## Exercise aim
The answer must be one number: how many lines below contain the word "follow".

## Input material

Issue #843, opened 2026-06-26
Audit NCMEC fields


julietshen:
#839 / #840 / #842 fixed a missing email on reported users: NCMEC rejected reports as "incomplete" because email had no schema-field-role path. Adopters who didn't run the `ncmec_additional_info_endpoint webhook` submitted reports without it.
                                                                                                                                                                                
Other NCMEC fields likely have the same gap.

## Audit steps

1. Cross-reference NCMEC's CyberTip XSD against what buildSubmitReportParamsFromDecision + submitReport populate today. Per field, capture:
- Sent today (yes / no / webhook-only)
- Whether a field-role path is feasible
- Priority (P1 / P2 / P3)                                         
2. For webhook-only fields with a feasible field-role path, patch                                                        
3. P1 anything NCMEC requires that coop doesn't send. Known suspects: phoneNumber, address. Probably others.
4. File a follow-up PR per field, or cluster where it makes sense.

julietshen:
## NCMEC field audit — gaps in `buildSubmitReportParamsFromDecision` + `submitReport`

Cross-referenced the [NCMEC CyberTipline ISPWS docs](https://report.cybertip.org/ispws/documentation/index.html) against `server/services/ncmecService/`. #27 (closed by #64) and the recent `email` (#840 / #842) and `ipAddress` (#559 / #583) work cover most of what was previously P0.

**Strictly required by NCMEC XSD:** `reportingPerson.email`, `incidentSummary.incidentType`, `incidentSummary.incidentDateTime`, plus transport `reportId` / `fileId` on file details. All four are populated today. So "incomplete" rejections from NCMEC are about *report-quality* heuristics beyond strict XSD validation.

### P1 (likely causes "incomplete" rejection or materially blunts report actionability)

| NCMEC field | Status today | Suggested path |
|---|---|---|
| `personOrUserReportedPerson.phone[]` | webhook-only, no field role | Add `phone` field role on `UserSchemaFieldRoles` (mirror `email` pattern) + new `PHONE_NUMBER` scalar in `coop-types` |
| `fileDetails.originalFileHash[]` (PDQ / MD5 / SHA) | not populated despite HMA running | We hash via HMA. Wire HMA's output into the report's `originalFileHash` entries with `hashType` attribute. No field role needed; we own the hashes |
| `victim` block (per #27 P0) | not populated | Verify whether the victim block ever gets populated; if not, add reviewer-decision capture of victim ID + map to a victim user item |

--

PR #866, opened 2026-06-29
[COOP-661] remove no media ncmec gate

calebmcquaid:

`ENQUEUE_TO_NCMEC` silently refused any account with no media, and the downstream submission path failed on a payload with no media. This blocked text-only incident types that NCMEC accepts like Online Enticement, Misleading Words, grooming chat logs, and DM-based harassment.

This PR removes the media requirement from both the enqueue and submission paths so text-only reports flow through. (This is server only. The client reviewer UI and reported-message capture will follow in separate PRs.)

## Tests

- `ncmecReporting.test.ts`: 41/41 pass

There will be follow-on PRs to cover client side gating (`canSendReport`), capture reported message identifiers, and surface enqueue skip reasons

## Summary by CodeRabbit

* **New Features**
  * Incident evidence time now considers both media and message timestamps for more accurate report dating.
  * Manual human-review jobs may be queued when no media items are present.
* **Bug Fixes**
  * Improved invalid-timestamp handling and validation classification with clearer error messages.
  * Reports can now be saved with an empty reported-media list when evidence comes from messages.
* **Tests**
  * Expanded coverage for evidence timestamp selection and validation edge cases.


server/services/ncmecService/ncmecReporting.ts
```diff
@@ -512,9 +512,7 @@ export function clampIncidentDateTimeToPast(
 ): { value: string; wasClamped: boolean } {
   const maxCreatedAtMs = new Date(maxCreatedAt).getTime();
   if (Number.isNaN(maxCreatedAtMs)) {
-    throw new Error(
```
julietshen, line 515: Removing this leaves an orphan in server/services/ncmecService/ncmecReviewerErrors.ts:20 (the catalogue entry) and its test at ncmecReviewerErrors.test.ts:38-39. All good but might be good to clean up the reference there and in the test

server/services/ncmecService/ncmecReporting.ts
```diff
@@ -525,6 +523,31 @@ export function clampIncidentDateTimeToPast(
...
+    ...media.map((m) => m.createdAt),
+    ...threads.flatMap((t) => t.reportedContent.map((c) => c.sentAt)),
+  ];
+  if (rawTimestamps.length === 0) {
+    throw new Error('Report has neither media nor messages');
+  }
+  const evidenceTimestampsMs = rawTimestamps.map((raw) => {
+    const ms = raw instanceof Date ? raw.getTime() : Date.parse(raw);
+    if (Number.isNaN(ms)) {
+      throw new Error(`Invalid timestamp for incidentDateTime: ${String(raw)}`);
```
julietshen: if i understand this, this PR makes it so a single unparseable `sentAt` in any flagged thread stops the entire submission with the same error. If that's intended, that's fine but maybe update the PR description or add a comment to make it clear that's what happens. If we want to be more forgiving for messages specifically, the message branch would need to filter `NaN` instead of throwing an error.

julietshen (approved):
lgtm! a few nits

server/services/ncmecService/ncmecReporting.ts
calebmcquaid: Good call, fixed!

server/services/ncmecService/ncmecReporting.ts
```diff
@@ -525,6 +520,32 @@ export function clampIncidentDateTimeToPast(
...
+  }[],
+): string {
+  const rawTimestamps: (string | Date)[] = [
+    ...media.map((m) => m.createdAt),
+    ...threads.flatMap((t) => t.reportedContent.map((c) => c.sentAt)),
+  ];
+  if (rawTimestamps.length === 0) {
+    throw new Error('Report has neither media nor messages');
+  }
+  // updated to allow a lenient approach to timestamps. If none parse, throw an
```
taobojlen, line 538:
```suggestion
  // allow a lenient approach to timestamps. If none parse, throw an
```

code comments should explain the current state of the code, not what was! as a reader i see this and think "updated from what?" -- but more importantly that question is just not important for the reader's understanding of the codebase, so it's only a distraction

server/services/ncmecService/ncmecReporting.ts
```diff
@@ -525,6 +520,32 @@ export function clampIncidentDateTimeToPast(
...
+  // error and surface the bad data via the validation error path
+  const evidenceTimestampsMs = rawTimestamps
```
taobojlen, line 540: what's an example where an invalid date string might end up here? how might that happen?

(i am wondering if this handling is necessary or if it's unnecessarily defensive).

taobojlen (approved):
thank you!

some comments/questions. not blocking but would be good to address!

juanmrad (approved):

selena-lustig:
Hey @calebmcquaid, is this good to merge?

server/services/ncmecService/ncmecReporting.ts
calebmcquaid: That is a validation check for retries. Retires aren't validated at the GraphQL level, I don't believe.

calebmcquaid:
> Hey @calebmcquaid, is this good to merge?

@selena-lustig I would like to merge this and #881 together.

## Solved problem
3